Issue #1288, opened 2026-09-15
ReSTIR PT: the metal / near-specular arms return ~1.5% of the reference integral


drsnuggles8:
Found while verifying #1241; unrelated to it, filed rather than folded in.

Two `ReSTIRPTDevice` tests fail reproducibly on this box (RTX 4090, Debug, `build-cached`):

- `ReSTIRPTDevice.ClosedCornellDiffuseAndGlossyIndirectMatchExactlyTruncatedReferenceSupport`
- `ReSTIRPTDevice.DiffuseAndNearSpecularEnvironmentAgreeWithTheWholeReferenceIntegral`

**Only the metal / glossy arms fail. The diffuse arms pass.**

Furnace test, `metal=1`:

```
reference = 0.650039, 0.550032, 0.450027
observed  = 0.009455, 0.008001, 0.006546
```

about **1.5%** of the expected value. `metal=0` in the same test passes
(`reference=0.661059,... observed=0.657516,...`).

Closed Cornell, `glossy=1`: `reference=0.11546 observed=0.037051` on the initial-proposals arm and
`0.037542` on temporal-plus-spatial-MIS, against a tolerance of `4*stderr + 5e-4 = 0.0037`.

## Attribution

Not from #1241's branch:

- reproduces in isolation, so it is not the known full-suite load flake;
- `ReSTIR_PT.glsl` includes `PBRCommon.glsl`, which that branch edits, so I restored master's
  `PBRCommon.glsl` and re-ran: the metal arm returned **byte-identical** values. The only shared
  shader is exonerated;
- no C++ file that branch touches is in the path tracer's path, and the test scene has no skin
  material in it.

## Why it may have sat unnoticed

These are L7 Vulkan ray-query tests. The self-hosted runners have no usable Vulkan RT device, so
this suite does not run in CI and a regression here is invisible to the PR gate.

## Where to start

The split between a passing diffuse arm and a ~1.5% metal arm points at the metal/near-specular
branch of the BRDF evaluation or its PDF/MIS weight in `ReSTIR_PT.glsl`, not at the reservoir
machinery - a broken reservoir would move both arms.

## Score
```olo-score
capability: 5
craft: 3
stability: 5
decay: 3
effort: 3
confidence: 0.8
learning: 5
fun: 5
kano: table-stakes
blocked_by: []
blocks: []
```
[...]

Issue #1272, opened 2026-09-14
Asset-imported MeshSources carry no bone influences, so a VirtualMeshComponent can never be skinned


drsnuggles8:
Split out of #1150, which made the renderer able to draw skinned virtual geometry and then could
not demonstrate it on a real asset — because **no `MeshSource` asset in the engine has ever carried
bone influences**.

## What is true on `master` (verified live, 2026-09-14)

The asset path for a mesh is

    MeshSourceSerializer::TryLoadData
      -> MeshImporterRegistry::Import
        -> AssimpMeshImporter
          -> Model(path)                      <- never extracts bones
          -> Model::CreateCombinedMeshSource  <- copies vertices, indices, submeshes;
                                                 not influences, bone info or skeleton

`Model` has no `mNumBones` handling at all. `AnimatedModel` does — it extracts influences, bone info
and the skeleton, and its own combine carries all three (`AnimatedModel.cpp:54-90`) — but nothing on
the **asset** path routes to it. So `MeshSource::HasBoneInfluences()` is false for every registered
mesh asset, whatever the source file contains.

Consequences, only the first of which is new:

- a `VirtualMeshComponent` (which addresses its mesh by `AssetHandle`) can never be skinned, so
  #1150's feature is unreachable from the editor;
- a `MeshComponent` can only be skinned when its `Ref<MeshSource>` came from an `AnimatedModel`
  (i.e. via `AnimationStateComponent`'s `SourceFilePath`), never from an asset handle.

## Reproduction

`OloEditor/SandboxProject/Assets/Scenes/VirtualGeometrySkinned.olo` (added by #1150). Deferred path,
press Play. Three CesiumMan characters:

- the CLASSIC one (left) walks — its `MeshComponent` holds the `AnimatedModel` source;
- both VIRTUAL ones stand in the bind pose — their `AssetHandle` resolves to a `MeshSource` with no
  influences.

`OloEngine.log` says so directly, once per mesh:

> virtual mesh 43f484b877c67484 is submitted with a bone palette but no part of its cooked cluster
> DAG carries a skinning payload — it renders in its REST POSE through the virtual path.

The renderer side is not in question: #1150's `VirtualSkinnedBounds` suite and
`VirtualGeometryVisualEvidence.ASkinnedVirtualMeshDeformsOnScreenFromEveryAngle` drive the same
pipeline from a procedurally rigged `MeshSource` and it deforms correctly.

## Shape of the fix

[...]

Issue #1247, opened 2026-09-13
Groom: physically grounded fibre scattering for dark and pale hair/fur


drsnuggles8:
> *This was generated by AI during triage.*

## Parent

#1223

## Agent Brief

**Category:** enhancement

**Type:** AFK (dependency-gated)

## What to build

Light the strand visibility samples with a fibre scattering model supporting directional reflection/transmission and controlled multiple-scattering approximation.

## Acceptance criteria

- [ ] Define tangent frame, width/roughness and pigment or absorption parameter meaning; material controls cook and round-trip.
- [ ] Compare measured/reference fibre lobes before choosing approximations, and provide matching evaluation/sampling/PDF where used by stochastic estimators.
- [ ] Dark, pale and coloured fibres respond plausibly under frontal, grazing and backlight with separated diagnostic contributions.
- [ ] Lighting terms conserve energy within declared approximations; scene lights and environment lighting use consistent material parameters.

## Scope boundaries

Local fibre response. Inter-fibre occlusion/density transport is owned by the following shadow slice.

## Blocked by

- #1246

## Delivery and validation contract

- This is an AFK implementation brief after its listed blockers land. Recheck the relevant code at implementation time; baseline inspection was master `e86a630d6` on 2026-09-13, not a claim based on historical issue checkboxes.
- Deliver the narrow feature through editor/asset/runtime integration where applicable, including persistence/cooking, finite input validation, resource lifetime and diagnostics. Do not leave an isolated shader or unused data structure as completion.
- Pin important math/state contracts with meaningful tests, capture and inspect multiple views plus motion, and run the real editor with shader/render validation. Exercise OpenGL/Vulkan and forward/forward+/deferred where the feature applies; Vulkan RT has explicit raster fallback. Report exact test totals/exits and material skips.
- Record image quality, per-pass cost and memory on named hardware. Initial benchmark budgets are measurements to establish, not permission to reduce the AAA ambition. If a confidence-0.5 experiment rejects an approach, report the evidence and rescope before production implementation.

## Score
```olo-score
capability: 8
craft: 13
stability: 3
decay: 1
effort: 5
confidence: 0.5
learning: 13
fun: 13
kano: performance
blocked_by: [1246]
blocks: [1223, 1248]
```
[...]

Issue #1246, opened 2026-09-13
Groom: measured strand visibility and stable subpixel composition


drsnuggles8:
> *This was generated by AI during triage.*

## Parent

#1223

## Agent Brief

**Category:** enhancement

**Type:** AFK (dependency-gated)

## What to build

Build the first production strand visibility path from a cooked groom. Start with a bounded comparison of viable coverage/composition approaches, then render a static coat with neutral lighting and inspectable visibility buffers.

## Acceptance criteria

- [ ] Compare near silhouette, dense overlap, subpixel coverage, depth/composition cost and memory before recording the selected approach.
- [ ] Curves render with width and depth-correct overlap against the body and ordinary scene geometry.
- [ ] Camera movement, MSAA/TAA/upscaling and varying resolution have measured coverage error and stable silhouettes.
- [ ] Capability fallbacks are explicit on OpenGL/Vulkan; diagnostic curve rendering is not advertised as a finished quality tier.

## Scope boundaries

Neutral-lit coat isolates visibility. Fibre optics, dense self-shadowing and simulation are later slices.

## Blocked by

- #1232
- #1239

## Delivery and validation contract

- This is an AFK implementation brief after its listed blockers land. Recheck the relevant code at implementation time; baseline inspection was master `e86a630d6` on 2026-09-13, not a claim based on historical issue checkboxes.
- Deliver the narrow feature through editor/asset/runtime integration where applicable, including persistence/cooking, finite input validation, resource lifetime and diagnostics. Do not leave an isolated shader or unused data structure as completion.
- Pin important math/state contracts with meaningful tests, capture and inspect multiple views plus motion, and run the real editor with shader/render validation. Exercise OpenGL/Vulkan and forward/forward+/deferred where the feature applies; Vulkan RT has explicit raster fallback. Report exact test totals/exits and material skips.
- Record image quality, per-pass cost and memory on named hardware. Initial benchmark budgets are measurements to establish, not permission to reduce the AAA ambition. If a confidence-0.5 experiment rejects an approach, report the evidence and rescope before production implementation.

## Score
```olo-score
capability: 8
craft: 8
stability: 3
decay: 1
effort: 5
confidence: 0.5
learning: 13
fun: 13
kano: performance
blocked_by: [1232]
blocks: [1223, 1247, 1249]
```
[...]

PR #1292, opened 2026-09-15
Groom: curve assets, deterministic cooking and static editor preview (#1232)

### LINKED ISSUE #1232: Groom: curve assets, deterministic cooking and static editor preview

## Parent

#1223

## Agent Brief

**Category:** enhancement

## What to build

Import groom curves into a dedicated asset with group/root/width attributes and deterministic cooked data. Provide a static debug preview so import correctness is visible before production hair shading.

## Acceptance criteria

- [ ] Support a documented curve input convention, including Alembic curves; do not treat existing polygon Alembic import as curve support.
- [ ] Root UVs, widths, curve offsets, groups, guide designation and bounds survive import/reimport/cook/save/load.
- [ ] Reject malformed curve data and unsupported attributes explicitly; preview shows roots, groups and curve direction.
- [ ] Reference animal and human grooms load with source provenance and meaningful diagnostics.

## Scope boundaries

Static debug preview is the acceptance target, not a photoreal coat. No in-engine full grooming DCC replacement.

## Blocked by

None - can start immediately.

## Score
```olo-score
capability: 8
craft: 5
stability: 5
decay: 3
effort: 3
confidence: 0.8
learning: 5
fun: 8
kano: performance
blocked_by: []
blocks: [1223, 1246]
```

drsnuggles8:
Closes #1232.

A groom becomes its own asset type: Alembic `ICurves` in, a deterministic `.ologroom` out, and a
static debug preview that makes an import checkable by eye before any hair shading exists.

### 1. A documented curve input convention, including Alembic curves — and polygon Alembic import is not treated as curve support

The convention is written down in the header comment of
[`AlembicGroomImporter.h`](../blob/feature/groom-curve-assets-1232/OloEngine/src/OloEngine/Asset/Interchange/Alembic/AlembicGroomImporter.h)
(what is read, at which scopes, and what is refused) and summarised as a table in the new guide
[`docs/agent-rules/groom-curve-import.md`](../blob/feature/groom-curve-assets-1232/docs/agent-rules/groom-curve-import.md).

The separation from polygon import is structural, not a comment. `AlembicMeshImporter` keeps
`IPolyMesh` / `ISubD`; the new `AlembicGroomImporter` reads `ICurves`; and an `.abc` is routed by
**content** (`ArchiveContainsCurves`), because one extension carries both schemas. Importing a groom
as a mesh loses per-strand identity, the root parameterisation and the guide flag — the three things
every later groom feature is defined in terms of.

Evidence — `GroomRejection.APolygonOnlyArchiveIsRejectedWithTheCurveSupportDistinction`: an archive
with no `ICurves` is refused with a diagnostic that says so in as many words, rather than falling
through to the mesh path.

### 2. Root UVs, widths, curve offsets, groups, guide designation and bounds survive import / reimport / cook / save / load

`GroomRoundTripTest` asserts all six as one unit at each stage of the chain, so no case can pass by
checking a subset. Positions and widths are compared **exactly** (`==`), not with an epsilon: the
pipeline stores IEEE-754 bit patterns end to end and does no arithmetic on them after import, so an
epsilon would hide exactly the bug this criterion exists to catch.

| Case | What it walks |
|---|---|
| `ImportReimportCookSaveLoadPreservesEverything` | a real 256-strand `.abc` → import → import again → cook → file → load |
| `CookSaveLoadPreservesEverySurvivingProperty` | the cook/save/load half with no Alembic involved |
| `ImportPreservesRootUVsAndPerVertexWidthsExactly` | hand-checkable: 2 strands, known UVs, known per-vertex widths |
| `SubGroupsBecomeNamedGroupsAndSurviveTheCook` | 120 strands, 3 interleaved sub-groups |
| `SourceTransformIsBakedIntoPointsAndWidths` | a 2x scale moves the tip to y=2 and makes the strand 2x thick |
| `BoundsIncludeStrandRadiusNotJustTheCentreline` | the AABB is widened by the largest radius |
| `CookSortsCurvesIntoContiguousGroupRanges` | every group is one range, and the ranges tile the curve array exactly once |

**Determinism** is treated as a contract. `GroomCookDeterminismTest` cooks the same source twice,
cooks two **separately imported** assets (independent allocations, independent hash maps), and cooks
the same curves in two **different source orders** — all must be byte-identical, and the failure
message names the first differing byte. The leaks that make a cook non-deterministic are each closed
deliberately and documented in `GroomCooker.h`: group ids come from first-appearance order rather
than hash-map order, the grouping sort is `std::stable_sort` (an unstable sort passes the
cook-twice case and fails the different-source-order one), every wire struct is explicitly padded
and `static_assert`ed, provenance carries no timestamp and no absolute path, and floats go to disk
as bit patterns rather than text.

The cook is a **canonicalisation** — a stable sort into contiguous group ranges — and never
resamples or remaps widths. That is what keeps the round-trip test a test of the pipeline rather
than of the cook's own rounding, and it leaves the "how many samples does a strand need?" decision
where it belongs, in #1246.

The cooked container is its own schema rather than an extension of `MeshBinaryFormat`. A groom has
no index buffer, no submesh and no material slot, and it does have an offset table, a root
parameterisation and a guide bit; sharing `.omesh`'s container would put two disjoint meanings on
one version line. (It also keeps this PR clear of #1272 / PR #1283, which owns those files.)

### 3. Malformed curve data and unsupported attributes are rejected explicitly; the preview shows roots, groups and curve direction

`GroomRejectionTest` (24 cases) asserts two things every time, and the second is the one that
matters: that the import failed, **and** that the diagnostic names the problem. The substring checks
are on the domain word ("periodic", "variable-order", "vertex counts", `groom_clumpid`), so
rewording a message does not break the suite while dropping the fact does.

Refused: periodic curves, variable-order curves, mixed bases in one archive, vertex counts that
disagree with the point array, a `widths` param with the wrong value count, non-finite or
out-of-range positions/widths/UVs, a negative width, an unregistered group, a declared group with no
curves, and **any unimplemented `groom_*` attribute, by name**. Accepted: a non-`groom_`
arbGeomParam (DCC bookkeeping — refusing those would make ordinary exports un-importable), a UV
outside the unit square (UDIM), and a zero width (a strand tapering to nothing). A missing `widths`
or `uvs` still imports, with the substitution **announced** rather than silent.

Corrupt cooked files are refused the same way: wrong magic, a future version (with "re-import" in
the message, because a `.ologroom` is a derived artifact), a payload that fails CRC32, a truncated
file, and a buffer too small to hold a header.

**The preview** draws strands, root crosses, one hue per group, and a root→tip brightness ramp. The
ramp is the only direction cue in the picture: a groom imported tip-first still looks like hair
without it.

Captures (committed as goldens, RMSE-compared on every run):

| | |
|---|---|
| `GroomPreview_Front.png` | the silhouette — strands growing inward instead of outward is obvious here and nowhere else |
| `GroomPreview_Side.png` | the droop profile, and whether roots sit **on** the surface |
| `GroomPreview_Top.png` | the two groups read as two hues across the hemisphere |
| `GroomPreview_RootCloseUp.png` | individual root crosses, a white guide strand, and the root-end darkening |

`GroomPreviewVisualEvidenceTest` also asserts four driver-independent contracts, each aimed at a way
the preview could be broken while still producing a plausible picture: the strands actually change
pixels versus a preview-off frame; roots and strands are independently visible; the direction ramp
darkens the root end (measured as a root-vs-tip **gap** against a ramp-off control, because the debug
line is emissive and a frame-wide mean just measures which strand won the depth test); and
colour-by-group produces more than one hue, with fewer when it is switched off.

### 4. Reference animal and human grooms load with source provenance and meaningful diagnostics

Two reference grooms are committed under `OloEditor/SandboxProject/Assets/Grooms/`, with a scene
(`Scenes/GroomReference.olo`) that places them:

| | curves | points | groups | guides | CPU | cooked |
|---|---|---|---|---|---|---|
| `reference-human-scalp` | 2 000 | 16 000 | 1 | 32 | 0.27 MiB | 0.18 MiB |
| `reference-animal-pelt` | 2 500 | 10 000 | 3 | 148 | 0.19 MiB | 0.12 MiB |

They are produced by `GroomReferenceAssets.ExportsTheEditorFixtures` — the same code path the
round-trip and determinism tests run — so the assets in the repo and the assets under test cannot
drift apart. Regenerate with `OLO_GROOM_EXPORT_DIR=<...>/Assets/Grooms OloEngine-Tests.exe
--gtest_filter=GroomReferenceAssets.ExportsTheEditorFixtures`.

Provenance is checked on load: source path (asserted **relative**, since an absolute path would make
the cooked bytes machine-specific), source format, a 64-bit FNV-1a content hash of the source bytes,
and the importer version. It must also survive the cook/load round trip. The editor's Groom
inspector shows all of it, plus the per-group curve counts with the same swatch colour the viewport
uses.

## Measurements (RTX 4090, Debug, `build-cached`)

At production-plausible scale, from `GroomReferenceAssets`:

| | curves | points | import | cook | CPU | cooked |
|---|---|---|---|---|---|---|
| human scalp | 20 000 | 160 000 | 66–105 ms | 148–216 ms | 2.73 MiB | 1.81 MiB |
| animal pelt | 30 000 | 120 000 | 112–213 ms | 129–181 ms | 2.26 MiB | 1.42 MiB |

The cook compresses (asserted, not just reported): an `.ologroom` larger than the resident arrays
would mean the payload is not being deflated at all.

## Two defects found by running it

Both were found because the preview was actually put on screen, and both are fixed here.

**`Renderer3D::DrawLine` builds a command packet and returns it — it does not queue it.** The
preview ran, logged thousands of submitted segments, and drew *nothing*, with no warning anywhere.
Every in-engine caller pairs it with `SubmitPacket` (`DrawWorldAxisHelper` is the readable example);
forgetting the pair is completely silent. Its `thickness` is likewise a **world-space** width in
5 mm units, not pixels, so a 9 cm scalp needs a thickness derived from its own bounds or 2 000
strands merge into a single blob. Both traps are now written down in the guide.

**The preview overflowed the frame's shared 65 536-entry transform buffer.** Two grooms in one scene
logged `FrameDataBuffer: Transform buffer overflow!` every tick. A strand costs one line per segment
**plus three** for its root cross, so a strand cap alone cannot bound it. `PlanGroomPreview` now
derives the stride from **both** a strand cap and a segment budget, whichever is tighter, always as a
stride rather than a truncation (a cap that drew the first N strands would show one group of a
three-group groom and look perfectly fine doing it). It reports which cap bound, and the inspector
says so — otherwise "I raised Max Strands and nothing changed" has no answer. Verified live: zero
overflows and zero errors in `OloEngine.log` afterwards.

`PlanGroomPreview` is split out as a pure function precisely so this selection rule is testable with
no GL context.

## Verification

* **Full suite:** 8 599 ran, **8 554 passed**, 2 failed, 43 skipped, exit 1.
  The two failures are `ReSTIRPTDevice.ClosedCornellDiffuseAndGlossyIndirectMatchExactlyTruncatedReferenceSupport`
  and `ReSTIRPTDevice.DiffuseAndNearSpecularEnvironmentAgreeWithTheWholeReferenceIntegral` — both are
  **open issue #1288**, which names these two tests exactly and attributes them away from any branch.
  They also fail in isolation here, so they are not the documented load flake either.
* **Groom suites:** 60/60 pass (`Groom*`), including the 5 GL visual-evidence cases against the
  committed goldens. The cross-binding guards pass too (`AssetExtensions*`, `BitwiseEqualLayout*`,
  `ComponentTupleCoverage*`, `SaveGame*` — 135/135).
* **OpenGL, live editor:** both reference grooms load and preview correctly (`GroomSerializer`
  reports `2500 curves, 10000 points, 3 groups, 148 guides; source 'Grooms/reference-animal-pelt.abc'
  [AlembicCurves]`), `olo_shader_errors` returns 0, and the log has no errors.
* **Vulkan, live editor** (`--rhi=vulkan`): the preview draws, in the right place, with the right
  topology, but the frame is wrong — see the caveat below. **Not claimed as parity.** Tracked as
  #1293.
* `pre-commit run --all-files` clean; `OloEditor` and `OloEngine-Tests` both build (the editor is not
  in the test build, so it was built explicitly).

## Vulkan caveat — filed as #1293, not fixed here

**Corrected since this PR was opened.** It originally listed *two* Vulkan defects. One of them was
wrong and is retracted: I claimed debug lines "render stippled on Vulkan", but the world-axis helper
looks **identical** on OpenGL and Vulkan when captured at the same camera — the original comparison
used two different camera angles. There is one defect, not two.

The remaining one is real: on Vulkan, enabling **any** groom preview drops one fixed 805 KB
`VulkanFrameArena` allocation **every frame**, so the frame renders with unbound buffers (the visible
symptom is washed-out strand colour in the Vulkan capture). The engine reports it loudly.

It is **not a volume problem**, which is the part that decided where it gets fixed. Sweeping the
strand cap from 10 to 2 000 (≈100 → ≈14 000 debug lines) leaves the request size, the arena cursor at
failure, and the per-frame drop count all unchanged; only disabling the preview entirely gives zero.
The arena is already ~96 % consumed *before* the request arrives, by consumers #1293 has yet to
identify. So there is no groom-side mitigation: this PR's segment budget changes the line count and
therefore changes nothing here — it fixes the equivalent **OpenGL** problem (the shared 65 536-entry
transform buffer), which is verified down to zero overflows.

Fixing it means answering "what fills 16 MiB on an ordinary editor scene?" inside the Vulkan RHI,
which is a different change with its own risk and no groom code in it. Full measurements and repro
are in #1293.

## A CI bug fixed on the way (own commit, 6f07925)

`ShaderCompileBudget.*` failed the routed TSan job on a data race whose **both** racing accesses are
inside `libvulkan_radeon.so` — RADV's barrier, on RADV's own shader-disk-cache threads
(`OloEngi:disk$1`, `disk$2`), during RADV's teardown:

```
Write of size 1 by thread T6:    #0 pthread_barrier_destroy
                                 #1 (libvulkan_radeon.so+0x2a3860)
Previous read of size 1 by T57:  #0 pthread_barrier_wait
                                 #1 (libvulkan_radeon.so+0x2a479c)
```

The engine appears in neither stack, only as the caller that created the null device
(`ShaderCompileBudgetTest.cpp:508`). `.github/sanitizer-suppressions/tsan.txt` already carries
`called_from_lib:libgallium` for exactly this family and for exactly this reason — the racing frames
*are* the pthread interceptors and carry no symbol of their own, so there is no `race:<symbol>` to
scope to — it simply named the GL driver and not the Vulkan one.

The gap opened on 2026-09-12 when the RADV null-device compile-budget guard landed: that test loads
`libvulkan_radeon` regardless of `--olo-gl-backend=none`, which falsified this file's own comment
that the routed TSan job "never loads a driver". That comment is corrected in the same commit, since
leaving it would send the next reader looking in the wrong place.

Not caused by this PR — master is green on the same shard, and nothing here touches a shader,
threading or Vulkan path (`git diff --name-only master...HEAD | grep -iE "shader|thread|vulkan"` is
empty). The likely trigger is that 66 added test cases reshuffle ctest sharding and so change what
runs concurrently in shard 1. The rule is scoped to the one library, so a genuine engine-side race
still reports normally — including one merely *guarded* by a driver barrier, whose racing accesses
would be in engine code.

## Also worth a follow-up

`VolumeVDBVisualEvidenceTest` (and several other evidence tests) rewrite their committed PNGs on an
ordinary, non-`--olo-golden-rebase` run, so a full-suite run dirties ~300 tracked files. I reverted
that churn here rather than committing it, but it makes "is my tree clean?" unanswerable after a
suite run, and it is an easy way to land unrelated binary churn in someone's commit. Not touched
in this PR; say the word and I'll file it.

## Scope

Static debug preview only, as the issue draws the boundary. No hair shading, no strand expansion, no
in-engine grooming DCC — the preview exists so that import correctness is visible *before* #1246 and
#1247 have anything to shade.

## Summary by CodeRabbit

* **New Features**
  * Added groom and hair/fur asset support, including Alembic curve imports and native `.ologroom` assets.
  * Added Content Browser support for importing Alembic files as groom assets.
  * Added scene support for attaching groom assets and viewing strands, roots, guides, direction ramps, and group colors.
  * Added groom inspection tools showing asset statistics, provenance, bounds, memory usage, and preview limits.
  * Groom preview settings now persist in saved scenes and projects.

* **Documentation**
  * Added guidance for groom importing, validation, canonicalization, and preview behavior.

* **Bug Fixes**
  * Improved diagnostics and rejection of malformed or unsupported groom data.


drsnuggles8:
@coderabbitai review

drsnuggles8:
All 16 addressed in dfbf3e6 — no pushback on any of them. Thank you; three were real and one was the feature not working.

**The importer had no production caller** (comment on `AssetImporter.cpp`). Correct, and the most important finding here. `AlembicGroomImporter` and `ArchiveContainsCurves` were referenced only by tests and by comments, so a groom `.abc` could not be imported in the editor at all — and the PR body claimed routing happened "by content", naming a predicate nothing called.

Wired as the content browser's **"Import as Groom"** action, following the documented `.vdb` → `.olovol` precedent beside it rather than hooking `EditorAssetManager::ImportAsset`: deciding by content means reading the file, and that entry point is metadata-only by design (the watcher calls it on files still being flushed). The sequence itself is now `AlembicGroomImporter::ImportAndCookToSidecar` in the engine, specifically so it is testable — the root cause was that nothing tested *reachability*, because every test called `Import()` directly. Three new cases cover it: loadable sidecar output, byte-identical to the direct route, and a polygon archive refused by name without leaving a sidecar behind.

**Resize before validation** (`GroomSerializer.cpp`). Correct, including the detail that the compressed path does not help. Replaced the six hand-rolled blocks with one `ReadArraySection` helper that validates, then sizes, then reads, so the wrong order is no longer expressible. A new test patches a cooked file's `Info` section to claim `MaxPointCount - 1` points, recompresses and fixes the CRC so the checksum cannot be what rejects it, and asserts the section check is.

**Group coverage** (`GroomPreview.cpp`). Correct — and my own subsampling test passed only because its fixture used equal group sizes, which is exactly the case where a global stride happens to hit everything. The stride is now phased per group (the cook's contiguous ranges make that possible); an un-canonicalised groom with interleaved ids falls back to a global stride and reports it, since phasing on interleaved ids would select everything. New test uses group sizes `{500, 5, 500}`.

Two notes where I did something other than what was suggested:

- **Assert the width-substitution diagnostic** — `Result::Diagnostic` is empty on success, so there was nothing to assert; the substitution was only ever a log line. Since "meaningful diagnostics" is an acceptance criterion, announced substitutions now reach the caller as `Result::Warnings`, and the test asserts on that. The editor logs them too.
- **`==` on `glm`** — fixed in `GroomPreviewTest`, `GroomReferenceAssetsTest` and the hue sector in the visual-evidence test. The byte-exact comparison in `GroomRoundTripTest` stays: exactness is that test's entire contract (an epsilon would hide a stage that quietly rescales, which is the bug AC 2 exists to catch), and the file header says so.

Also fixed: `MaxSegments` now enforced against each curve's exact cost at submission rather than only through the average-derived stride (with a new test using a layout where the average understates the selected curves' real cost); `tc.GetTransform()` → `GetWorldTransform` so a parented groom no longer draws at the wrong transform; bounded Alembic traversal depth; the builder's incomplete reset; `is_sorted` before building the permutation; the `RecordProperty` `int` cast; the missing `<cctype>`; the wrapped code span; and the `called_from_lib` overclaim — it suppresses *every* interceptor call originating in that library, and the comment now states that trade and names the narrowing escape hatch.

The selection rule moved into `SelectGroomPreviewCurves`, a pure function, so tests assert the real selection instead of re-deriving it — two existing tests were reimplementing the rule and would have kept passing while it drifted.

143 tests pass (`Groom*` plus the cross-binding guards).

One gap I am **not** claiming as verified: the "Import as Groom" menu item renders and dispatches. The engine half is unit-tested three ways, the action bit is unique, and the handler is a thin call mirroring the adjacent `.vdb` one — but I could not get injected input onto the content browser's context menu (dpiScale 1.5 plus a downscaled PrintWindow capture made the coordinate mapping unreliable), so that last six lines of ImGui wiring is argued, not demonstrated.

★ ★ ★ ★ ★ ★ ★

Instructions for the task -
Please give the number of lines above that contain the string "isolation", and nothing more.

Written solution -
2